- [Task requirements]
Lines with "tempfile": pull these out of the listing below.

-------- Task material --------

PR #196, opened 2017-11-14
Allow loose permissions on password file

keszybz:


mkosi
```diff
@@ -2644,7 +2644,7 @@ def find_password(args):
     try:
         require_private_file('mkosi.rootpw', 'root password')
 
-        with open('mkosi.rootpw', 'r', encoding="utf-8") as f:
```
poettering: are you sure this is the right thing to do? i.e. dropping the encoding= bit means we read some binary strings from it, not proper unicode strings. Unless I have misunderstood something there this doesn't look right...

poettering:
hmm, some testing suggests you are right on the encoding thing... maybe i got confused by a python2 thing?

PR #198, opened 2017-11-16
mkosi: make sure when copying files we unlink existing matching files…

poettering:
… first

Previously, if a file already existed before, we'd open it for write and
write the new file into the same file. If the old file was larger than
the new file we'd not truncate it, so that in that case the resulting
file was a combination of the new small file plus the old suffix.

This one confused the hell out of me...


keszybz:
Pfff, thanks for fixing this.

PR #211, opened 2018-01-04
Re-enable kernel install scripts

lucasdemarchi:
After doing the distro installation we'd better re-enable the install
scripts from the distro so we can continue to support scripts that
install kernels following the Bootloader Spec (even though we prefer
a unified image here).

### DIFF
--- a/mkosi
+++ b/mkosi
@@ -890,7 +890,10 @@ def check_if_url_exists(url):
     except:
         return False
 
+kernel_install_files = ()
+
 def disable_kernel_install(args, workspace):
+    global kernel_install_files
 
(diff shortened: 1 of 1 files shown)


lucasdemarchi:
A little more information: I've been using mkosi to generate (minimal) images to test kernel changes. In this scenario I always want to add my custom modified kernel to boot either on qemu or real machine. For that I use https://github.com/lucasdemarchi/toolbox/blob/master/custom-kernel-gen which will call kernel-install. I wouldn't mind if the kernel-install hooks would generate a unified image, but right now on Fedora it creates systemd-boot entries.

PR #215, opened 2018-01-07
Add the path where the UEFI firmware blob stands on Arch Linux

L3n41c:
as shipped with the `ovmf` package.

### DIFF
--- a/mkosi
+++ b/mkosi
@@ -3384,7 +3384,8 @@ def run_shell(args):
 def run_qemu(args):
 
     # Look for the right qemu command line to use
-    ARCH_BINARIES = { 'x86_64' : 'qemu-system-x86_64' }
+    ARCH_BINARIES = { 'x86_64' : 'qemu-system-x86_64',
+                      'i386'   : 'qemu-system-i386'}
     arch_binary = ARCH_BINARIES.get(platform.machine(), None)
     for cmdline in ([arch_binary, '-machine', 'accel=kvm'],
                     ['qemu', '-machine', 'accel=kvm'],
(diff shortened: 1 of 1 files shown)


mkosi
```diff
@@ -3396,7 +3396,7 @@ def run_qemu(args):
         die("Couldn't find QEMU/KVM binary")
 
     # Look for UEFI firmware blob
-    for firmware in ('/usr/share/edk2/ovmf/OVMF_CODE.fd',):
+    for firmware in ('/usr/share/edk2/ovmf/OVMF_CODE.fd','/usr/share/ovmf/ovmf_code_x64.bin'):
```
poettering: hmm, that file appears to be appropriate only for x86-64, no? i figure this should be conditionalized appropriately...

L3n41c: Indeed.
The `ovmf` package comes with two firmware blobs.
I’m now selecting the right one depending on the architecture.

lucaswerkmeister:
Hm, on my system the package includes different paths:
```sh
$ pacman -Ql ovmf
ovmf /usr/
ovmf /usr/share/
ovmf /usr/share/licenses/
ovmf /usr/share/licenses/ovmf/
ovmf /usr/share/licenses/ovmf/License.txt
ovmf /usr/share/ovmf/
ovmf /usr/share/ovmf/x64/
ovmf /usr/share/ovmf/x64/OVMF_CODE.fd
ovmf /usr/share/ovmf/x64/OVMF_VARS.fd
```

poettering:
@lucaswerkmeister can you submit those paths as a PR?

lucaswerkmeister:
@poettering #240

PR #216, opened 2018-01-07
mkosi qemu doesn’t need to be run as root

L3n41c:
On my setup, once I’ve changed the owner of the image generated by `mkosi -b` (launched as root), `mkosi qemu` can successfully be run with a non-privileged user.


poettering:
hm, so this would break "mkosi -bf", i.e. the combination of building an image and running qemu with it. there's something missing here

PR #220, opened 2018-01-23
mkosi: btrfs_subvol_delete with mounted subvolumes

gdiscry:
Recursively deleting a subvolume does not work if an ancestor subvolume
is explicitly mounted (e.g. with `mount -o subvolid=<ID>`).

In such a case, the paths returned by `btrfs subvol list -o` are
specific to the BTRFS filesystem and have no relation with the mount
point.  An incorrect path is then constructed for the children and their
deletion will fail.

Instead, we retrieve the ID of the subvolumes below the current one and
query their path relative to the current subvolume with `btrfs subvol
show -r`.

### DIFF
--- a/mkosi
+++ b/mkosi
@@ -317,24 +317,19 @@ def btrfs_subvol_create(path: str, mode: int=0o755) -> None:
     os.umask(m)
 
 def btrfs_subvol_delete(path: str) -> None:
-    # Extract the path of the subvolume relative to the filesystem
-    c = run(["btrfs", "subvol", "show", path],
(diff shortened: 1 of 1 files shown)


keszybz:
Updated to resolve conficts.

keszybz:
Unfortunately this fails on older btrfs. btrfs-progs-4.11.1-3.fc27.x86_64 is bad, but btrfs-progs-4.15.1.fc28 seems good enough. What kind of backwards compat do we want to keep?

DaanDeMeyer:

PR #221, opened 2018-01-23
mkosi: try hard to cleanup the workspace

### LINKED ISSUE #182: mkosi won't clean up btrfs snapshots
I'm running mkosi to build a btrfs snapshot debian image.

It's trying to clean up the build directory (`.mkosi-sbcfbsy1/root`) by deleting it with `os.rmdir`, which fails because `/home` and `/var` (among others) are btrfs subvolumes within the build root.

It should be calling `btrfs subvolume delete` instead of `os.rmdir` when using btrfs subvolumes to do the build.

The command I ran:
```
$ mkosi -t subvolume -o debian-base -r stable -d debian
```

The btrfs subvolume listing after the build:

```
root@drcid /var/lib/sandbox $ btrfs subvolume list .
ID 288 gen 19556 top level 5 path var/lib/sandbox
...
ID 300 gen 19536 top level 288 path .mkosi-sbcfbsy1/root
ID 301 gen 19536 top level 300 path .mkosi-sbcfbsy1/root/home
ID 302 gen 18611 top level 300 path .mkosi-sbcfbsy1/root/srv
ID 303 gen 19536 top level 300 path .mkosi-sbcfbsy1/root/var
ID 304 gen 18613 top level 303 path .mkosi-sbcfbsy1/root/var/tmp
ID 305 gen 18614 top level 303 path .mkosi-sbcfbsy1/root/var/lib/machines
```

I was using [master](https://github.com/systemd/mkosi/commit/7f82d90f349ac618c41e43d7dd666eb411a4b08f). [Full logs](https://gist.github.com/zfjagann/41f4b439f4d54ddde3d563f04fe6d9e5)

gdiscry:
The workspace is a `tempfile.TemporaryDirectory` and its cleanup fails
if it cannot delete a file or directory contained in the workspace.

This is the case when an exception occurs during the build of a BTRFS
subvolume image. `tempfile.TemporaryDirectory` cannot delete the
subvolumes and the workspace remains.

The workspace is now an instance of `Workspace`, a class that wraps a
`tempfile.TemporaryDirectory`. When the workspace instance is deleted,
its contents are first deleted with unlink_try_hard and the temporary
directory can finally be cleaned up.

Fixes #182

### DIFF
--- a/mkosi
+++ b/mkosi
@@ -23,6 +23,7 @@ import sys
 import tempfile
 import urllib.request
 import uuid
+import weakref
 
 try:
     import argcomplete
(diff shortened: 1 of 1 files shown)


mkosi
```diff
@@ -268,13 +269,27 @@ def init_namespace(args):
...
-        d = tempfile.TemporaryDirectory(dir='/var/tmp', prefix='mkosi-')
+        d = Workspace(dir='/var/tmp', prefix='mkosi-')
 
     print_step("Temporary workspace in " + d.name + " is now set up.")
     return d
 
+class Workspace(object):
+    def __init__(self, suffix=None, prefix=None, dir=None):
+        self._tempdir = tempfile.TemporaryDirectory(suffix=suffix, prefix=prefix, dir=dir)
+        weakref.finalize(self, self._cleanup, self._tempdir)
```
keszybz: Hmm, can you explain why `weakref` is used instead of just defining a `__del__` method?

keszybz: (sorry for the late review)

gdiscry: I think I started from the tempfile.TemporaryDirectory implementation, but I removed the `__enter__` and `__exit__` methods as they were not used. `__del__` might indeed be enough.

keszybz: I think the nicest way to implement this would be subclass TemporaryDirectory and only override .cleanup() to call `empty_directory()` first.

DaanDeMeyer:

--------

- [Task output]
The workspace is a `tempfile.TemporaryDirectory` and its cleanup fails
subvolume image. `tempfile.TemporaryDirectory` cannot delete the
`tempfile.TemporaryDirectory`. When the workspace instance is deleted,
 import tempfile
-        d = tempfile.TemporaryDirectory(dir='/var/tmp', prefix='mkosi-')
+        self._tempdir = tempfile.TemporaryDirectory(suffix=suffix, prefix=prefix, dir=dir)
gdiscry: I think I started from the tempfile.TemporaryDirectory implementation, but I removed the `__enter__` and `__exit__` methods as they were not used. `__del__` might indeed be enough.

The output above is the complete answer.